Donnie Smith
Analyst · BMO Capital Markets
Ken, that's a great question, and frankly, it's one that we spend a lot of time talking about around here. I think the difference is the foundation that's been built. When we talk about our strategy of accelerate, innovate, cultivate, we always do so based on a platform of fundamental execution -- fundamental executional excellence, operating efficiencies, lean thinking, continuous improvement, that type of thing and leveraging a strong balance sheet. It's taken 3 long, hard years to get our balance sheet back in order. During those 3 years, we knew that we needed to build a strong platform of functional excellence. And we've done that.
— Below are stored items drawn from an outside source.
PR #5252, opened 2025-10-10
Document CSS layers feature in NiceGUI v3.0

amks1:
Added documentation for CSS layers feature in NiceGUI v3.0, explaining how to override Quasar's rules and providing an example of defining custom styles.

### Motivation

The documentation was not clear about how to override default styles using custom css. Regular classes and even using `!important` do not work after v3. Discussed in https://github.com/zauberzeug/nicegui/discussions/5240.

### Implementation

Added a description and demo to the doc.

### Progress

### DIFF
--- a/website/documentation/content/section_styling_appearance.py
+++ b/website/documentation/content/section_styling_appearance.py
@@ -118,24 +118,30 @@ doc.text('', '''
 
 
 @doc.demo('CSS Layers', '''
-    Since NiceGUI 3.0 you can override Quasar's rules by defining your CSS rules in a layer
-    that takes precedence over Quasar's.
-    The layers in order of priority from high to low are:
-    `theme`, `base`, `quasar`, `nicegui`, `components`, `utilities`, `overrides`, `quasar_importants`.
-    Layers allow you to control the priority of whole groups of styles,
-    independent of selector specificity or `!important`.
+    NiceGUI defines the following CSS layers (in order of increasing priority):
+    "theme", "base", "quasar", "nicegui", "components", "utilities", "overrides", and "quasar_importants".
 
-    So to override a button's color, for example, you could simply do the following:
+    You don't need to put your custom CSS into layers for basic styling.
+    However, to override Quasar's `!important` rules, you should define your CSS in an appropriate layer:
+    use "components" for component-specific styles or "utilities" for utility classes,
+    depending on the purpose of your custom styles.
+    Note that you need to use `!important` in your custom styles
+    because Quasar defines most of its CSS with `!important`,
+    which would otherwise take precedence.
+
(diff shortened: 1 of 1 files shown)


website/documentation/content/section_styling_appearance.py
```diff
@@ -117,6 +117,27 @@ def handle_style(e: events.ValueChangeEventArguments):
 ''')
 
 
+@doc.demo('CSS Layers', '''
+    Since NiceGUI 3.0 you can override Quasar's rules by defining your CSS rules in a layer
+    that takes precedence over Quasar's.
+    The layers in order of priority from high to low are:
+    `theme`, `base`, `quasar`, `nicegui`, `components`, `utilities`, `overrides`, `quasar_importants`.
+    Layers allow you to control the priority of whole groups of styles,
```
evnchn: Content isn't that accurate. Check #5171 and https://developer.mozilla.org/en-US/docs/Web/CSS/@layer again. 

> The declaration order matters. The first declared layer gets the lowest priority and the last declared layer gets the highest priority. However, the priority is reversed when the [!important](https://developer.mozilla.org/en-US/docs/Web/CSS/important) flag is used.

And so you need `!important` for the reversed ordering which let's you win Quasar (I added a comment below)

website/documentation/content/section_styling_appearance.py
```diff
@@ -117,6 +117,27 @@ def handle_style(e: events.ValueChangeEventArguments):
...
+    independent of selector specificity or `!important`.
+
+    So to override a button's color, for example, you could simply do the following:
+''')
+def css_layers():
+    ui.add_css('''
+        @layer base {
```
evnchn: Tailwind CSS uses `utilities` so I recommend everyone to use that layer if they want same functionality as 2.X. 

(Note: You can feel free to do whatever if you don't have a strong desire for backwards compatibility, but the docs we should suggest the general approach)

website/documentation/content/section_styling_appearance.py
```diff
@@ -117,6 +117,27 @@ def handle_style(e: events.ValueChangeEventArguments):
...
+           .my-custom-button {
+               background-color: red;
```
evnchn: Need `!important` here.

website/documentation/content/section_styling_appearance.py
amks1: Sorry my bad for misunderstanding this, I got the wrong info from Chatgpt. So the reason why my example worked in https://github.com/zauberzeug/nicegui/discussions/5240 is because of the !important flag in the rules defined in Quasar? If !important is present for a rule in any layer, the order for that rule is reversed? 🤔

I mean -- hey, there's always room to improve, and we embrace lean thinking and continuous improvement. So we will never say we're there. But I can tell you that every person at Tyson Foods understands that we cannot ever take our eye off the ball, and we've got to keep that firm foundation in place as we now build on it new platforms, new product offerings. And the thing that gives us, it's an idea of the proper cost structure of that new platform because now, we know what good looks like. So great question. And all I could draw you to is notice the difference in the last 3 years and then layer upon that good cost structure growth in value-added, not only in poultry, but also in our Prepared Foods business. And I think we can start seeing a pretty bright future.
Kenneth Goldman - JP Morgan Chase & Co, Research Division: And then one very quick one. I assume, when you talk about 2013 EPS looking similar to 2012, you're talking about a $1.91 base, not the $1.58 GAAP base, right?